PR #177, opened 2015-03-04
CB-8596 Expose APIs to retrieve platforms and plugins saved in config.xml

omefire:
CB-8596 Expose APIs to retrieve platforms and plugins saved in config.xml  so as to abstract clients away from the config.xml details.

### DIFF
--- a/cordova-lib/spec-cordova/project-metadata-apis.spec.js
+++ b/cordova-lib/spec-cordova/project-metadata-apis.spec.js
@@ -80,8 +80,6 @@ describe('retrieval of project metadata', function(){
             var plugin = plugins[0];
             var retrievedPlugin =  plugin.id + '@' + plugin.version;
             expect(retrievedPlugin).toBe(devicePlugin);
-        }).then(function(){
-            done();
-        });
+        }).fin(done);
     });
 });
--- a/cordova-lib/spec-cordova/project-metadata-apis.spec.js
+++ b/cordova-lib/spec-cordova/project-metadata-apis.spec.js
@@ -22,20 +22,20 @@ var cordova = require('../src/cordova/cordova'),
     shell   = require('shelljs'),
     path    = require('path');
 
-var appId = 'org.testing';
-var appName = 'ProjectMetadataRetrievalTests';
-
-var configNormal = {
-    lib: {
-        www: {
-            url: path.join(__dirname, 'fixtures', 'base', 'www'),
-            version: 'testProjectMetadataRetrieval',
-            id: appName
-        }
-    }
-};
-
 describe('retrieval of project metadata', function(){
+
+    var appId = 'org.testing';
+    var appName = 'ProjectMetadataRetrievalTests';
+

———

> **Goal of the exercise**
Within the listing above, find every line containing the string "describe" and return it.

> **Response to the exercise**
@@ -80,8 +80,6 @@ describe('retrieval of project metadata', function(){
 describe('retrieval of project metadata', function(){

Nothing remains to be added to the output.